健全者がトイレで他人にお尻をふいてもらうという事を考えたとき、 さほどの抵抗を持たずそれを出来る人は、まずいないであろう。(p295)

障がいを持たない人(某障害者団体の方は障がい持つ方だけども)が贅沢云うなという事はけして贅沢な事ではない。それはあくまで想像力の欠如であり、他人事としか捉えないから贅沢なのだろう。

1980年代の山田太一の『男たちの旅路』「シルバーシート」で語られる「老いれば判る。」と同じ話と思う。

日本人は個の思想を殺す事で近代化し、総動員、総玉砕、集団就職で今日まで来た国だから、個人個人の差異の共鳴が理解出来なく、個人化進む現代、孤独死が広まりやすいのじゃないかな。

それはフランスの個人個人の差異の共鳴が薄れていき、孤独死が広まった事例とは違うような気もする。

この場合、どちらがいいかではなく、孤独死社会にならないための共生、共働の社会が求められると思うんだけどね。

年老いて、トイレで他人にお尻をふいてもらう時、適切な文句が言える事が大切と思うのだけども。

2008-07-05

古くなるほど酒は甘くなる Sake becomes sweet by becoming old.

このところ、身近な方達のお話で、「自分がイケテた時」の話題が盛り上がり、友だちのブログなんかでも、昔話が語られてたりする。

「自分がイケテたなぁと思う時はいつですか?」などと聴かれたりもするけど、そう思える時は特になく、戻りたい時もない。かといって、今が一番いいとも思わない。

友だちのブログでは「あの頃の日本人は今よりのんびりしていて優しかったような気がする」とするものの、「戻りたいわけではありませんけれどね。正直言って。」と結んでいるけど、それに近いのかなとも思ったりする。

お世話になった年配の方が、「また同じ苦労をすると思うと楽しかった思い出の時に戻りたいとは思わない。」と語られていたのを思い出しもする。

「イケテる」と思う事自体が、ナルシスティックになってしまい、想い出とか、依存とかに埋没し、自己逃避させてしまうのだろう。

甘い酒に酔いしれるように、時折、想い出にしたるのはいいけれど、中毒となって、酔い潰れるのを恐れているのかも知れない。

従兄弟二人、酒で亡くしている分、なお思うのかも知れないけれど。

2008-07-04

横断幕 Banner

横断幕の印刷を初体験。

5mの長尺ロールにパソコンでデザインした文字が印字されていくのを見るのは感無量。

パソコンソフトの使い方を教えて貰った松葉杖のお兄ちゃんが印刷物を見て、なんのフォントが使われているか言い当てるのも凄いなぁと思った。

2008-07-02

殺される側の理論 Theory on killed side

日本の障がい者運動の原点となったと云われる脳性麻痺団体、青い芝の会の故人、横塚晃一氏の名著「母よ、殺すな」が昨年、数十年ぶりに復刻されたので、読んでいる。

1970年、核家族化が顕著化した時代、障がい持つわが子を殺した母に減刑を望む世論に猛烈に反撥し、障がい者(児)の立場を「殺される側」として、相応の裁きを望んだ青い芝の会は、介助なくては生きられない自分たちの自己探求をストイックに問い詰め、会の行動網領として、「われらは、愛と正義を否定する。」と宣言するに至る。お恵み、馴れ合いとしての社会保障ではなく、自分たちが生きるために欠かせない物、当然の権利としての社会保障を求め、活動し続けた。

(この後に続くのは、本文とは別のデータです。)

PR #84, opened 2019-04-08
uds: chage Mutex to RWMutex for fast already-connected path (rebase)

truthbk:
This PR rebases #74 and includes the original changes submitted by @KJTsanaktsidis, it's merely a rebase after the introduction of the async non-blocking writer with #81

Thank you for your contribution @KJTsanaktsidis

### DIFF
--- a/statsd/uds_blocking.go
+++ b/statsd/uds_blocking.go
@@ -1,0 +1,98 @@
+package statsd
+
+import (
+	"net"
+	"sync"
+	"time"
+)
+
+/*
+UDSTimeout holds the default timeout for UDS socket writes, as they can get
+blocking when the receiving buffer is full.
+*/
+const defaultUDSTimeout = 1 * time.Millisecond
+
+// udsWriter is an internal class wrapping around management of UDS connection
+type udsWriter struct {
+	// Address to send metrics to, needed to allow reconnection on error
+	addr net.Addr
+	// Established connection object, or nil if not connected yet
+	conn net.Conn
+	// write timeout
+	writeTimeout time.Duration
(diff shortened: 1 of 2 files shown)


statsd/uds_blocking.go
```diff
@@ -63,3 +59,34 @@ func (w *blockingUdsWriter) Close() error {
 	}
 	return nil
 }
+
+func (w *udsWriter) ensureConnection() (net.Conn, error) {
```
arbll:
```suggestion
func (w * blockingUdsWriter) ensureConnection() (net.Conn, error) {
```

statsd/uds_blocking.go
```diff
@@ -63,3 +59,34 @@ func (w *blockingUdsWriter) Close() error {
...
+
+	newConn, err := net.Dial(w.addr.Network(), w.addr.String())
+	if err != nil {
+		return nil, err
+	}
+	w.conn = newConn
+	return newConn, nil
+}
+
+func (w *udsWriter) unsetConnection() {
```
arbll:
```suggestion
func (w * blockingUdsWriter) unsetConnection() {
```

KJTsanaktsidis:
Nice - thanks for merging!

Quick question, with the inclusion of the non-blocking version, is there any compelling reason to use the blocking one with this mutex over the non-blocking one other than error handling?

If not, I'll probably switch our app over to use the non-blocking one

arbll:
Hi @KJTsanaktsidis 

No reason apart from error checking. We are keeping it as the default implementation in 2.x and plan to release a new major that will make the async version the default and only implementation.

PR #90, opened 2019-05-29
Use an error constant for "nil client" errors

asf-stripe:
This PR adjusts the error behavior for nil clients to be a bit more consistent:

* Returns an error that can be checked in tests when a `nil` client is used (from the freshly-allocated errors in #65)
* Adjusts the error message:
  * bring it in line with [go error conventions](https://github.com/golang/go/wiki/Errors): No starting capital letter
  * mention that it's the `statsd` client that is `nil`

As mentioned in #65, this is affecting us in stripe/veneur#722; hope you all agree that this change will work.


statsd/statsd_test.go
```diff
@@ -556,6 +556,31 @@ func TestNilSafe(t *testing.T) {
 	assertNotPanics(t, func() { c.SimpleServiceCheck("", Ok) })
 }
 
+func TestNilError(t *testing.T) {
+	var c *Client
+	tests := []func() error{
+		func() error { return c.SetWriteTimeout(0) },
```
arbll: nit: This list is missing a few cases like `Incr` and `Decr`. For consistency we should add them all

asf-stripe: sgtm, I'll add them. I'll also unify this test and the `assertNotPanics`-using ones above, since they should cover essentially the same set of things.

asf-stripe:
Updated! PTAL, @arbll (:

PR #92, opened 2019-09-10
Add a NoOp client

goodspark:
Can be useful for testing and mocking for downstream library users.

Resolves #88

PR #100, opened 2019-10-25
Let NoOpClient implement all public methods of Client

skaji:
Address https://github.com/DataDog/datadog-go/pull/92#issuecomment-546185482

Currently we cannot build the following code:
```go
package main

import (
	"os"

	"github.com/DataDog/datadog-go/statsd"
)

func main() {
	var c statsd.ClientInterface
	if addr := os.Getenv("DATADOG_STATSD_ADDR"); addr != "" {
		var err error
		c, err = statsd.New(addr)
		if err != nil {
			panic(err)
		}
	} else {
		c = &statsd.NoOpClient{}
	}
	defer c.Close()

	c.Incr("foo", nil, 1)
}
```
```
❯ go build main.go
# command-line-arguments
./main.go:20:9: c.Close undefined (type statsd.ClientInterface has no field or method Close)
``` 

I think this should work.
This PR lets NoOpClient implement all public methods of Client so that the above code works.

### DIFF
--- a/statsd/noop.go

その著書は横塚晃一氏の書き残したものとあわせ、横塚氏が出演したドキュメント映画『さようならCP』の上映時に行われた意見交換会の模様が収録されており、障がい者福祉のあり方が熱く語られており、その提言が単に障がい者当人の問題ではなく、「働かざる者人に非ず」が大手をふるい、「働けなくても生きていける」社会保障が語られない健全者社会の問題でもある事が見えてくる。

健全者と障がい者は「同じ人間」とすると見えなくなるものにこだわり、健全者と障がい者が「同じ人間」でない事にこだわる姿勢から障がい者というスタンスを見いだそうとした運動は、横塚氏が晩年、口にしたという「心の共同体」になるのだろうが、そこを明確に示せぬまま、横塚氏は亡くなられた。その著作から読みこなしていけば、互いの違いを明らかにしなければ、「する」「してもらう」の関係は変わらなく、「殺す」「殺される」理論が存在し続けるとなるのだろう。

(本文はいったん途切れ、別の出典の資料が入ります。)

PR #103, opened 2019-11-11
send total number of metrics,events,sc as telemetry

arbll:


arbll:
Will get included in https://github.com/DataDog/datadog-go/pull/118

横塚氏のその理念は青い芝のメンバーに受け継がれ、「心の共同体」を作るための「健全者手足口論」なるものも出されたりもしたのだろうが、互いを知る「心の共同体」を理解されぬままに、云うがままに健全者は障がい者の手足口になるべきと誤解されもしたのだろう。障がい者の手足口になる事により健全者が出来なくなっても生きられる事を知る「生存権」の必要性であるはずなのに。

ドキュメント映画にもなった『えんとこ』遠藤滋さんなどが実践されている「生かしあう関係」はそんな青い芝の議論から生まれたものであるだろうと、この本を読み、思いもした。

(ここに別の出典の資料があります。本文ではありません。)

PR #107, opened 2019-11-21
statsd: close the stop channel when closing a statsd client to avoid leaking.

knusbaum:
This patch fixes a resource leak that occurs when closing a statsd client.
The Close function sent an empty struct to the stop channel, but there were two
goroutines waiting on the stop channel. Since the Close function did not close
the stop channel, one of the two goroutines would not exit, and would instead be
leaked along with any memory resources the statsd client held.

This patch causes the Close function to close the stop channel, ensuring any
goroutines listening on that channel will know the client has been stopped.

### DIFF
--- a/statsd/statsd.go
+++ b/statsd/statsd.go
@@ -497,29 +497,21 @@ func (c *Client) SimpleServiceCheck(name string, status ServiceCheckStatus) erro
 	return c.ServiceCheck(sc)
 }
 
-// shutdown shuts down the goroutines associated with the client and waits for them.
-// It returns true if shutdown was performed, and false if the client was already shut down.
-func (c *Client) shutdown() bool {
-	c.Lock()
-	defer c.Unlock()
-	select {
-	case <-c.stop:
-		return false
-	default:
-	}
-	close(c.stop)
-	c.wg.Wait()
-	return true
-}
-
 // Close the client connection.
 func (c *Client) Close() error {
 	if c == nil {
 		return ErrNoClient
 	}
-	if c.shutdown() {
-		c.Flush()
-		return c.sender.close()
+	c.Lock()
+	select {
+	case <-c.stop:
+		c.Unlock()
+		return nil
+	default:
 	}
-	return nil
+	c.Unlock()
+	close(c.stop)
+	c.wg.Wait()
+	c.Flush()
+	return c.sender.close()
 }
--- a/statsd/statsd.go
+++ b/statsd/statsd.go
@@ -489,23 +489,12 @@ func (c *Client) SimpleServiceCheck(name string, status ServiceCheckStatus) erro
 	return c.ServiceCheck(sc)
 }
 
-func (c *Client) shutdown() {
-	c.Lock()
-	defer c.Unlock()
-	select {
-	case <-c.stop:
-		return
-	default:
-	}
-	close(c.stop)
-}
-
 // Close the client connection.
 func (c *Client) Close() error {
 	if c == nil {
 		return ErrNoClient
 	}
-	c.shutdown()
+	close(c.stop)
 	c.Flush()
 	return c.sender.close()
 }
--- a/statsd/statsd.go
+++ b/statsd/statsd.go
@@ -489,15 +489,23 @@ func (c *Client) SimpleServiceCheck(name string, status ServiceCheckStatus) erro
 	return c.ServiceCheck(sc)
 }
 
+func (c *Client) shutdown() {
+	c.Lock()
+	defer c.Unlock()
+	select {
+	case <-c.stop:
+		return
+	default:
+	}
+	close(c.stop)
+}
+
 // Close the client connection.
 func (c *Client) Close() error {
 	if c == nil {
 		return ErrNoClient
 	}
-	select {
-	case c.stop <- struct{}{}:
-	default:
-	}
+	c.shutdown()
 	c.Flush()
 	return c.sender.close()
 }
--- a/statsd/statsd.go
+++ b/statsd/statsd.go
@@ -503,15 +503,15 @@ func (c *Client) Close() error {
 		return ErrNoClient
 	}
 	c.Lock()
+	defer c.Unlock()
 	select {
 	case <-c.stop:
-		c.Unlock()
 		return nil
 	default:
 	}
-	c.Unlock()
 	close(c.stop)
 	c.wg.Wait()
-	c.Flush()
+	c.flushUnsafe()
+	c.sender.flush()
 	return c.sender.close()
 }
--- a/statsd/statsd.go
+++ b/statsd/statsd.go
@@ -190,6 +190,7 @@ type Client struct {
 	buffer        *statsdBuffer
 	telemetryTags []string
 	stop          chan struct{}
+	wg            sync.WaitGroup
 	sync.Mutex
 }
 
@@ -272,9 +273,16 @@ func newWithWriter(w statsdWriter, o *Options, writerName string) (*Client, erro
 	c.sender = newSender(w, o.SenderQueueSize, c.bufferPool)
 	c.flushTime = o.BufferFlushInterval
 	c.stop = make(chan struct{}, 1)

昨今、ますます社会保障の不備が取り上げられるのに、行政の福祉切り詰めは加速してきている。運動論を語る人々は、当事者が声があげないと嘆かれるけれど、殺される側の理論を説いた当事者たちの社会保障に対する危惧は、少子高齢の福祉切り詰め行政として、現実の物となろうとしている。

今の社会問題は声を出さない当事者の問題ではなく、「働かざる者人に非ず」として少子高齢、環境破壊を推し進めた健全者社会の問題であり、福祉切り詰めの加速を許す政治の問題だろう。

ゆとりなき時代の行く末に殺される側の理論は存在する。